What you should do:
Extract every line below that contains the word "taskData".
--- Records supplied Enclosed Below ---
PR #2323, opened 2022-11-22
BC-2727 - Implement Element Cards for Edit Page (future card edit)

odalys-dataport:
# Short Description

## Checklist before merging


src/components/task-form/TaskContentElement.unit.ts
```diff
@@ -0,0 +1,53 @@
...
+		},
+		propsData: props,
+		...options,
+	});
+};
+
+// TODO Promise rejection - CKEditorError: bo.window.ResizeObserver is not a constructor
+describe("@components/task-form/TaskContentElement", () => {
+	it("should render component", () => {
+		const wrapper = getWrapper({ value: "abc" });
```
christian-darsow, line 22: Do we need this prop? also in the following tests?

src/components/task-form/TaskTitleElement.vue
```diff
@@ -0,0 +1,39 @@
...
+			type: String,
+			default: "",
+		},
+		value: {
+			type: String,
+			default: "",
+		},
+	},
+	setup(props) {
+		const name = ref(props.value);
```
christian-darsow, line 25: I would suggest to rename that to something more specific like 'title'

src/components/task-form/TaskTitleElement.vue
```diff
@@ -0,0 +1,39 @@
...
+
+		watch(
+			() => props.value,
+			(newValue) => {
+				name.value = newValue;
```
christian-darsow, line 30: After thinking about that, I'm not really sure, in which case we actually want or need to support this - which side effect can happen, that the prop changes?

src/pages/TaskForm.page.unit.ts
```diff
@@ -0,0 +1,105 @@
...
+				authModule.setUser(mockAuthStoreDataStudent);
+				expect($router.go).toHaveBeenCalled();
+				// QUESTION should not render TaskForm page?
+			});
+		});
+
+		describe("when user does have permission HOMEWORK_CREATE", () => {
+			it.todo("should do what?"); // QUESTION
+		});
+	});
```
christian-darsow, line 104: tests for delete element, add element will follow in the next iteration, right?

src/store/task.ts
```diff
@@ -9,17 +10,24 @@ import {
...
-	taskData: Object = {
-		taskId: "",
-		courseId: "",
-		title: "",
-		description: "",
+	// TODO - implement/use proper type
+	taskData: TempTask = {
+		id: "",
+		name: "",
+		description: { content: "", type: RichTextTypeEnum.RichtextCk5 },
```
christian-darsow, line 30: As I simply don't know: the API so far is not ready for our array of texts?

src/components/task-form/TaskTitleElement.vue
odalys-dataport: I agree, I've kept it like this for now because those are the property names from the backend and I didn't want to map them. I would change this when the new backend is ready.

src/components/task-form/TaskContentElement.unit.ts
odalys-dataport: If you mean the prop "value" I'd be happy to receive some help for a better solution

src/store/task.ts
odalys-dataport: I haven't received any news on being able to use the new backend yet

src/pages/TaskForm.page.unit.ts
odalys-dataport: Yes exactly :)

src/components/task-form/TaskContentElement.unit.ts
christian-darsow: I'm confused :) I don't see any prop "value" in that component. Is that a leftover from before, when it was the text component? if I make the props object empty, all tests still pass

src/components/task-form/TaskTitleElement.vue
christian-darsow: yeap, you're right. I'm still wondering if there is as case that the prop changes in the parent component at all - and that we need to watch for that? feels like an ugly side effect

src/components/task-form/TaskContentElement.unit.ts
odalys-dataport: Oh might be, I'll check

christian-darsow (approved):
--- End of Enclosed Records supplied ---
Answer space:
-	taskData: Object = {
+	taskData: TempTask = {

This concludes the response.